Chilton

William Bottomley was one of the most accomplished American architects during the first half of the 20th century. His specialty was Georgian-revival homes and his work can be seen in many locations in the northeast but he is best known for the homes he designed in and around Richmond, Virginia. If you’re a fan of Georgian architecture and are in the Richmond area be sure to drive up and down Monument Avenue or in the Windsor Farms neighborhood west of town for an immersive experience in Georgian home design.

Just outside of Harrisburg, Pennsylvania is another Bottomley home dating from 1929 called Chilton. Chilton is 12,500 square feet and sits on a 104 acre estate. Until 2021 it was owned by Robert and Susan Mumma who were in the commercial real estate business. In 1990 they decided that Chilton would make a great golf course development with an 18-hole golf course and 350 homes and proposed this notion to Monaghan Township. The Township burghers disagreed so the Mummas attempted to create a separate borough (a type of municipality in Pennsylvania) out of their property and develop their project anyway. The trial court gave its stamp of approval but the Township appealed and the appellate court decided that a borough composed only of the three adults that were living on the 492 acres comprising Chilton at the time wasn’t viable. Eventually the Mummas threw in the towel and the property was sold in 2021.

One of several William Bottomley commissions in the Windsor Farms neighborhood of Richmond, VA.

Click here for a YouTube video showing Chilton when it was recently on the market. For more examples of William Bottomley’s work in this blog click here for Rose Hill or here for Halfway House, both country houses in Virginia.

Halfway House

Entrance front

This is Halfway House which is conveniently located half way between Middleburg and The Plains in the Virginia Hunt Country west of Washington D.C. Halfway House was completed in 1934 to a design by William Bottomley, a Virginia-based architect who is responsible for many of the handsome Georgian-revival houses that grace the State (including Rose Hill and Chilton). Halfway House sits on a 571 acre estate and was built by James and Vira Whitehouse who also had homes in Newport, RI and New York City. James was a stockbroker and Vira was a suffragette and political activist. Today, Halfway House is owned by a former AOL Vice President named John Ayers and is now referred to as High Meadows Farm and is used for raising grass-fed cattle.

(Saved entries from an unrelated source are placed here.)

PR #359, opened 2022-03-30
Nydusify: ignore arch for single manifest

imeoer:
For a single manifest image, we just ignore the arch, so that allowing
to do a default conversion on a different arch's host, for example
converting an arm64 image on an amd64 host.

### DIFF
--- a/contrib/nydusify/pkg/parser/parser.go
+++ b/contrib/nydusify/pkg/parser/parser.go
@@ -118,7 +118,7 @@ func (parser *Parser) pullIndex(ctx context.Context, desc *ocispec.Descriptor) (
 }
 
 func (parser *Parser) parseImage(
-	ctx context.Context, desc *ocispec.Descriptor, onlyManifest *ocispec.Manifest,
+	ctx context.Context, desc *ocispec.Descriptor, onlyManifest *ocispec.Manifest, ignoreArch bool,
 ) (*Image, error) {
 	var manifest *ocispec.Manifest
 	var err error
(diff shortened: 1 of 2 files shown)


ccx1024cc (approved):

contrib/nydusify/pkg/parser/parser.go
```diff
@@ -118,7 +118,7 @@ func (parser *Parser) pullIndex(ctx context.Context, desc *ocispec.Descriptor) (
 }
 
 func (parser *Parser) parseImage(
-	ctx context.Context, desc *ocispec.Descriptor, onlyManifest *ocispec.Manifest,
+	ctx context.Context, desc *ocispec.Descriptor, onlyManifest *ocispec.Manifest, ignoreArch bool,
```
bergwolf, line 121: There is no way for `nydusify` to specify `ignoreArch`?

bergwolf: How is it going to be used? Please add an example in the docs.

imeoer: Updated comment. No way to specify. For a single manifest image, it's an automatic behavior to ignore the image arch, attempt to continue converting, and give a warning message. For the manifest list, nydusify selects host specified arch to convert, but the user still can specify an interesting platform (by --platform), the ultimate goal is that nydusify can convert any arch's image on any arch's host.

contrib/nydusify/pkg/parser/parser.go
```diff
@@ -136,12 +136,22 @@ func (parser *Parser) parseImage(
...
+			logrus.WithError(err).Warn("Ignore image arch")
+		} else {
+			return nil, err
+		}
 	}
 
 	// Just give user a simple hint telling option was ignored.
 	if config.Architecture != parser.interestedArch {
-		return nil, errors.Errorf("Specified %s architecture was not found", parser.interestedArch)
+		err = errors.Errorf("Found arch %s, but the specified target arch (--platform) is %s", config.Architecture, parser.interestedArch)
```
jiangliu, line 149: Should this be move into `else{}` branch?

imeoer: The same error message should be returned if no ignoreArch.

bergwolf (approved):

Issue #348, opened 2022-03-24
Optimize bootstrap size for rafs v6


hsiangkao:
For now, bootstrap sizes of nydus rafs v6 are still far worse than the sizes of what erofs-utils generates.
We should support effective tail-packing inline with a real block allocator for rafs v6 nydus, see:
https://git.kernel.org/pub/scm/linux/kernel/git/xiang/erofs-utils.git/tree/lib/cache.c

liubogithub:
@pigletDips is working on it.

PR #396, opened 2022-04-20
Optimize bootstrap size (WIP)

pigletDips:
Add `dirents_offset: u64` field in `struct Node` to record dirents offset for directory files, to allow dirents don't have to be located at the exact block next to its inode.
Add `available_blocks: Vec<VecDeque<u64>>` field in `struct BootstrapContext`, to record used blocks containing left-over space.


pigletDips:
I change the implementation of `set_v6_offet`, so the CI won't pass.

liubogithub:
#348

PR #398, opened 2022-04-22
Use Caret to specify dependency versions.

wllenyj:
When compiling dragonball-sandbox, an error is reported:                                                        
```                                                                                                             
Error:   --> /home/runner/.cargo/git/checkouts/image-service-7b544e3856b79dd7/cba6aa9/storage/src/utils.rs:27:26
   |                                                                                                            
27 |         match preadv(fd, iovec, offset as off64_t).map_err(|_| last_error!()) {                            
   |                          ^^^^^ types differ in mutability                                                  
   |                                                                                                            
   = note: expected mutable reference `&mut [IoSliceMut<'_>]`                                                   
                      found reference `&[IoVec<&mut [u8]>]`                                                     
```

Design concept of Halfway House

The Virginia Hunt Country is famous as a country retreat for 1 percenters, horse farms, fox hunting and fine gardens. Just two miles west of Halfway House is another country estate covered in this blog, Wayside Manor (click here for more info). For more about the Virginia Hunt Country, click here.

James and Vera Whitehouse, the builders of Halfway House

Rose Hill

This is Rose Hill, an 11,000 square foot Georgian-revival house on a 410 acre estate in Greenwood, Virginia a few miles west of Charlottesville. The house was designed by William Bottomley who is credited with many Georgian masterpieces in the Old Dominion especially in the Richmond area (for other Bottomley homes in this blog click here for Half Way House or here for Chilton). The house was completed in 1930 for Susanne Williams Massie, the widow of a Richmond banker. In the early decades of the 20th century, some of Richmond’s elite established summer homes in the Greenwood area and Rose Hill is surrounded by several of these homes, most of which still exist. The area continues to be a rural enclave of historic estates, horses and gardens. One of these estates, Tiverton, which is just west of Rose Hill, is covered in this blog (click here).

Susanne passed away in 1952 and the home was purchased a few years later by Henry Bradley Martin. Mr. Martin was the grandson of Henry Phipps, a partner of Andrew Carnegie in the Carnegie Steel Corporation (later U.S. Steel). The Phipps family built several homes in the leafy suburb of Old Westbury, N.Y. on Long Island including what is arguably one of the most attractive homes in North America, Westbury House, now known as Old Westbury Gardens. The Phipps family took their steel money and put it into an investment firm called Bessemer Trust which pioneered the concept of a “family office”, a privately owned investment firm that serves the needs of a single wealthy family by investing, disbursing funds, minimizing tax liabilities, arranging private planes, getting the merc serviced, etc.

Westbury House AKA Old Westbury Gardens, a Phipps family home located in the town of Old Westbury on Long Island, NY

Henry was educated at Oxford University and served in North Africa during the Second World War as part the Office of Strategic Services (O.S.S.) the forerunner of the C.I.A. Henry was also a noted book collector who used Rose Hill to house his extensive collection which included the only privately owned copy of the original Declaration of Independence and an extensive collection of books on ornithology (i.e., the study of birds). Henry passed away in 1988 and left Rose Hill to his daughter, Alice Martin Takach. Alice and her husband, Stephen, use Rose Hill as a summer home. Rose Hill is a private home and is not open to the public.